[Start of section]

PR #1911, opened 2020-12-15
Make kuzzle instance a singleton

scottinet:
# Description

kuzzle_everywhere

Kuzzle instances are now singletons. And they are put in the global space.
This PR removes usages of `this.kuzzle` from everywhere, removing a lot of clutter.

# Why?

I need to expose the mutex class to plugins and applications. To do this properly, I need to convert the mutex object to TS.
But... the mutex object needs the Kuzzle object. And we don't want plugins/apps user to provide one, obviously.

So, I had 2 possibilities: write yet another TS wrapper that will inject the kuzzle object to the mutex object. Or get rid of that kuzzle object once and for all, simplifying the code.

Since having `this.kuzzle` everywhere was a pain point, I decided for the latter solution (mutex for plugins/apps will come in another PR)

# Other changes

Fix a bug in the graceful shutdown, where the number of remaining requests was never refreshed, thus preventing Kuzzle to shut down properly if there were pending requests.


Aschen (commented):
Just a remark about the `global.kuzzle` property visibility: should we use `Reflect.defineProperty` to hide it from enumeration and `console.log` ?

scottinet:
@Aschen > Sure. And done. :)

lib/kuzzle/kuzzle.js
```diff
@@ -55,47 +54,53 @@ const InternalIndexHandler = require('./internalIndexHandler');
...
+    }
+
     super(
       config.plugins.common.maxConcurrentPipes,
       config.plugins.common.pipesBufferSize);
 
+    Reflect.defineProperty(global, 'kuzzle', {
+      value: this,
+    });
+
```
Yoann-Abbes, line 68: I don't understand why a `global` level is needed.
Can't we get rid of it and simply write `kuzzle.something` instead of `global.kuzzle.something` ?
With the `global` It feels like there are others globals
Sorry it its a naive question

scottinet: I don't get it. Where do you want to put it?

I had another approach with a static instance getter. It also works, and it only needs a `require` from files needing it. This approach has two caveats: it's really inconvenient for our private plugins, and it's a pain in the a** to mock (I succeeded only by monkey patching mock-require :expressionless: )

But apart from this other solution, I don't see where I can store that variable.

scottinet:
The CI passed. Only sonarcloud didn't run because the token was changed and travis wasn't updated.

Aschen (approved):

Yoann-Abbes (approved):

rolljee (approved):

PR #1919, opened 2020-12-22
Add node id to response and logs

Aschen:
## What does this PR do ?

Add the node unique identifier to the response:
 - in the response payload
 - in the response headers (HTTP only)

Also add it to the log lines.


lib/api/request/requestResponse.ts
```diff
@@ -42,6 +42,8 @@ export class Headers {
       get: (target, name) => this.getHeader(name as string),
       set: (target, name, value) => this.setHeader(name as string, value),
     });
+
+    this.setHeader('X-Kuzzle-Node', (global as any).kuzzle.id);
```
rolljee, line 46: Can't this be as string ?

lib/api/request/requestResponse.ts
```diff
@@ -256,6 +258,12 @@ export class RequestResponse {
     this[_request].setResult(r);
   }
 
+  /**
+   * Node identifier
+   */
+  get node (): string {
```
rolljee, line 264: Can't this be as string ?

rolljee (changes requested):

lib/api/request/requestResponse.ts
Aschen: `kuzzle.id` is a string but I have to cast the `global` because the `kuzzle` property is not defined on it

lib/api/request/requestResponse.ts
Aschen: Same answer, the cast is for the type of `global`, not for `kuzzle.id`

rolljee (approved):

xbill82 (approved):
If you know what you're doing when monkeypatching MockRequire, I am OK with it.

Aschen:
> If you know what you're doing when monkeypatching MockRequire, I am OK with it.

Hmm actually this commit was added by @scottinet :thinking:

lib/api/request/requestResponse.ts
scottinet: This won't be necessary once #1913 gets merged, `global.kuzzle` will be accessible directly from TS scripts.

lib/kuzzle/kuzzle.js
```diff
@@ -42,11 +40,16 @@ const Logger = require('./log');
...
+const Funnel = require('../api/funnel');
+const EntryPoint = require('../core/network/entryPoint');
 const CacheEngine = require('../core/cache/cacheEngine');
 const StorageEngine = require('../core/storage/storageEngine');
 const SecurityModule = require('../core/security');
 const RealtimeModule = require('../core/realtime');
-const InternalIndexHandler = require('./internalIndexHandler');
+
+// kuzzle instance singleton
+global.kuzzle = null;
```
scottinet, line 52: @Aschen > this is now obsolete. Could you merge #1913's branch on this one, and mark this PR as dependent of it?

test/api/request/request.test.js
```diff
@@ -16,6 +16,10 @@ describe('#Request', () => {
   let nodeEnv;
 
   beforeEach(() => {
+    global.kuzzle = {
+      id: 'nasty-author-4242'
+    };
```
scottinet, line 21: With #1913, you'll have to delete `global.kuzzle` first, with `Reflect.deleteProperty`, otherwise this line will silently fail, and your tests won't behave correctly.

test/api/request/requestResponse.test.js
```diff
@@ -10,6 +10,10 @@ describe('#RequestResponse', () => {
   let req;
 
   beforeEach(() => {
+    global.kuzzle = {
+      id: 'nasty-author-4242'
+    };
```
scottinet, line 15: ditto

test/kuzzle/log.test.js
```diff
@@ -0,0 +1,40 @@
...
+    global.kuzzle = {
+      once: sinon.stub(),
+      id: 'nasty-author-4242',
+      emit: sinon.stub(),
+      asyncStore: {
+        exists: () => false,
+        has: () => true,
+        get: () => ({ id: 'request-unique-id' })
+      }
+    };
```
scottinet, line 21: (nitpicking) ...or you could simply instantiate a new KuzzleMock object, it should take care of everything (apart from the asyncStore, I don't recall having that mocked)

test/mock-kuzzle.js
```diff
@@ -0,0 +1,21 @@
...
+
+mockRequire.stopAll = () => {
+  savedStopAll();
+  mockKuzzle();
+};
+
+module.exports = mockKuzzle;
+
+mockKuzzle();
+
```
scottinet, line 21: This looks like a leftover from my first attempt to globalize the kuzzle object. This file has never been pushed to 2-dev since we now use `global.kuzzle` :thinking:

scottinet (changes requested):

scottinet (approved):

PR #1925, opened 2021-01-06
Fix OpenApi Format + Implement route testing

### LINKED ISSUE #1910: Exposed OpenApi is not valid
## Expected Behavior
The **OpenApi** exposed by Kuzzle should be correctly formatted.

## Current Behavior
Some structural errors can be found 

## Steps to Reproduce

1. Get Kuzzle's OpenApi result in yaml format. (http://localhost:7512/_openapi[?format=yaml])
2. Copy/Paste into [Swagger Editor](https://editor.swagger.io/)

image

Leodau:
## What does this PR do ?
Fixes two issues in our **OpenApi** Format:

- Seems like there was a breaking change the moment we implemented the `/_/`prefix on our plugin routes. Our generator should not add any prefixes by itself. `/_/_plugin/` & `/_plugin/_plugin/` were found.
- Some plugin **verbs** were getting translated in all caps. Make sure every verb is lowercase.

1. Get Kuzzle's OpenApi result in any format. (http://localhost:7512/_openapi[?format=yaml])
2. Copy/Paste into [Swagger Editor](https://editor.swagger.io/)

You should not have any structural issues reported by the editor & no  `/_/_plugin/` || `/_plugin/_plugin/` routes should be found.

### Other changes

- Took the opportunity to **test** our **openApi** route :rescue_worker_helmet: 
- Took the opportunity to add some unit **tests** to our **openApiGenerator** :rescue_worker_helmet: 
- :warning: Changed our **swagger.js** generator file to the more openApi related **openApiGenerator.js** If you need info about why: [SwaggerVsOpenApi](https://swagger.io/blog/api-strategy/difference-between-swagger-and-openapi/)

Closes #1910 Exposed OpenApi is not valid


lib/api/swagger.js
```diff
@@ -34,12 +34,7 @@ module.exports = function generateSwagger () {
   const routes = [];
 
   global.kuzzle.config.http.routes.forEach(_route => routes.push(_.assign({}, _route)));
-
-  global.kuzzle.pluginsManager.routes.forEach(_route => {
-    const route = _.assign({}, _route);
-    route.path = `/_plugin${route.path}`;
-    routes.push(route);
-  });
+  global.kuzzle.pluginsManager.routes.forEach(_route => routes.push(_.assign({}, _route)));
```
Aschen, line 37: Nitpicking: we should avoid lodash when we can
```suggestion
  global.kuzzle.pluginsManager.routes.forEach(_route => routes.push({ ..._route });
```

Aschen (approved):

scottinet:
I see no change in test units, and they seem to pass despite the modifications, meaning that there are some tests missing to verify that this bug doesn't appear again.

Aschen (approved):

Leodau:
> I see no change in test units, and they seem to pass despite the modifications, meaning that there are some tests missing to verify that this bug doesn't appear again.

As discussed earlier,  atm we do not perform any testing on our **openApi** generator. 
If we do so, wouldn't this mean that we would be checking/validating for an external _api/format_?

I figured, we could check the validity of our final **openApi** format with external third-party modules, but internal bugs like having a badly formatted route would mean that we have to somehow test every route generated to see if they actually correspond to the testing backend.

Is this what you had in mind? @scottinet

Shiranuit (approved):

Aschen:
@scottinet I agree with @Leodau, writing unit tests for the Open API format it's just validating the specification so IMHO it's overkill.

scottinet:
I... still disagree, sorry. The bugs solved by this PR are about how we generate the OpenAPI format, not the format itself, which should indeed be taken for granted.

It seems to me that adding a couple tests verifying that plugin and native API actions are correctly generated is not a lot to ask.
We should simply make sure that we generate the OpenAPI format correctly, to prevent such inconveniences in the future, if we have to make changes in this part of the code.

It's exactly why we test our own API routes: we take the response formats for granted (as per our own documentation), and we do not question them, we simply check that our API actions return what is expected from them.

xbill82 (changes requested):
Agree with @scottinet - missing tests... Sorry :(

Leodau:
Ok so, I'll update/change the **scope** of this PR to require as much kuzzle-side testing as possible with no direct OpenAPI format validation.

features/step_definitions/controllers-steps.js
```diff
@@ -180,6 +180,10 @@ Then('The response should contains a {string} equals to undefined', async functi
   should(this.props.response[key]).equal(undefined);
 });
 
+Then('The property {string} of the response should be equal to: {string}', async function (key, value) {
```
Aschen, line 183: This step could be adapted to be more generic like [the one matching the result](https://github.com/kuzzleio/kuzzle/blob/master/features/step_definitions/controllers-steps.js#L87)

features/step_definitions/controllers-steps.js
```diff
@@ -92,6 +92,14 @@ Then('I should receive a result matching:', function (dataTable) {
   should(this.props.result).matchObject(expectedResult);
 });
 
+Then('I should receive a response matching:', function (dataTable) {
+  const expectedResult = this.parseObject(dataTable);
+
+  should(this.props.response).not.be.undefined();
```
Aschen, line 98: Nitpicking: this will generate a better error message instead of `expected undefined to not be undefined`
```suggestion
  should(this.props).have.property('response');
```

Aschen (approved):

xbill82 (approved):

scottinet (approved):

PR #1926, opened 2021-01-06
Add cluster-wide events to applications/plugins

scottinet:
# Description

Allows applications or plugins to emit and receive cluster-wide events.

# Usage

```js
app.cluster.on('some:event', payload => { /* ... */ });

await app.cluster.broadcast('some:event', { some: 'payload' });
```

Apart from `broadcast`, a bunch of standard event emitter functions are available: `on`, `once`, `off` and `removeAllListeners`
Wildcards are not supported.

# Other changes

* Functional tests are now run on a cluster environment. This was necessary to properly test this new feature.
* The `EventHandler` type now also accepts functions that do not return promises. Useful for hooks and cluster-wide events


rolljee (approved):

lib/core/application/backendCluster.ts
```diff
@@ -0,0 +1,113 @@
...
+   *
+   * @param  {string}        event
+   * @param  {JSONObject}    payload
+   * @return {Promise<void>}
+   */
+  async broadcast (event: string, payload: JSONObject): Promise<void> {
+    // @deprecated - to be removed with the new cluster (that event will
+    // always have an answerer)
+    if (!global.kuzzle.hasAskAnswerer('cluster:event:broadcast')) {
+      throw kerror.get('core', 'fatal', 'assertion_failed', 'Cannot use cluster methods in a single-node environment');
```
Aschen, line 38: Can't we have a simple return if Kuzzle is in single-node mode?

Otherwise developers need to check manually if Kuzzle is deployed as a cluster or not (and also there is no clean way to do this)

doc/2/framework/classes/backend-cluster/once/index.md
```diff
@@ -0,0 +1,34 @@
...
+title: once
+description: BackendCluster.once method
+---
+
+# `once()`
+
+<SinceBadge version="auto-version" />
+<CustomBadge type="error" text="Experimental: non-backward compatible changes or removal may occur in any future release."/>
+
+Listens to event emitted with [BackendCluster.broadcast](/core/2/framework/classes/backend-cluster/broadcast).
```
xbill82, line 13:
```suggestion
Listens to an event emitted with [BackendCluster.broadcast](/core/2/framework/classes/backend-cluster/broadcast).
```

lib/core/application/backendCluster.ts
```diff
@@ -0,0 +1,113 @@
...
+   *
+   * @param  {string}        event
+   * @param  {EventHandler}      listener
+   * @return {Promise<void>}       [description]
+   */
+  async on (event: string, listener: EventHandler): Promise<void> {
+    // @deprecated - to be removed with the new cluster (that event will
+    // always have an answerer)
+    if (!global.kuzzle.hasAskAnswerer('cluster:event:on')) {
+      throw kerror.get('core', 'fatal', 'assertion_failed', 'Cannot use cluster methods in a single-node environment');
```
xbill82, line 55: Agree with @Aschen on the above and this one.

lib/core/application/backendCluster.ts
```diff
@@ -0,0 +1,113 @@
...
+   *
+   * @param  {string}        event
+   * @param  {EventHandler}      listener
+   * @return {Promise<void>}
+   */
+  async once (event: string, listener: EventHandler): Promise<void> {
+    // @deprecated - to be removed with the new cluster (that event will
+    // always have an answerer)
+    if (!global.kuzzle.hasAskAnswerer('cluster:event:once')) {
+      throw kerror.get('core', 'fatal', 'assertion_failed', 'Cannot use cluster methods in a single-node environment');
```
xbill82, line 73: same

lib/core/application/backendCluster.ts
```diff
@@ -0,0 +1,113 @@
...
+   *
+   * @param  {string}        event
+   * @param  {EventHandler}      listener
+   * @return {Promise<void>}
+   */
+  async off (event: string, listener: EventHandler): Promise<void> {
+    // @deprecated - to be removed with the new cluster (that event will
+    // always have an answerer)
+    if (!global.kuzzle.hasAskAnswerer('cluster:event:off')) {
+      throw kerror.get('core', 'fatal', 'assertion_failed', 'Cannot use cluster methods in a single-node environment');
```
xbill82, line 92: same

lib/core/application/backendCluster.ts
```diff
@@ -0,0 +1,113 @@
...
+   * Removes all listeners from an event.
+   *
+   * @param  {string}        event
+   * @return {Promise<void>}
+   */
+  async removeAllListeners (event: string): Promise<void> {
+    // @deprecated - to be removed with the new cluster (that event will
+    // always have an answerer)
+    if (!global.kuzzle.hasAskAnswerer('cluster:event:removeAllListeners')) {
+      throw kerror.get('core', 'fatal', 'assertion_failed', 'Cannot use cluster methods in a single-node environment');
```
xbill82, line 108: same

xbill82 (approved):
Nitpickings

lib/core/application/backendCluster.ts
scottinet: This makes sense, since this doesn't change the addon behavior in any way.

I'll make that change right away.

scottinet:
@Aschen @xbill82 > change applied, the cluster methods are now doing nothing in single node environments.

scottinet:
Putting this PR back to draft: we get random error on functional tests, probably because they are now run on a cluster env. There seems to be a race condition somewhere in our tests, probably in the hooks...

scottinet:
Ok it was only the index bootstrap timeout which was a bit too short, I've extended it from 5s to 30s

Aschen (approved):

[End of section]

Look over the records above and copy each line that includes the string "applications".

#### Result for this exercise
I need to expose the mutex class to plugins and applications. To do this properly, I need to convert the mutex object to TS.
Add cluster-wide events to applications/plugins
Allows applications or plugins to emit and receive cluster-wide events.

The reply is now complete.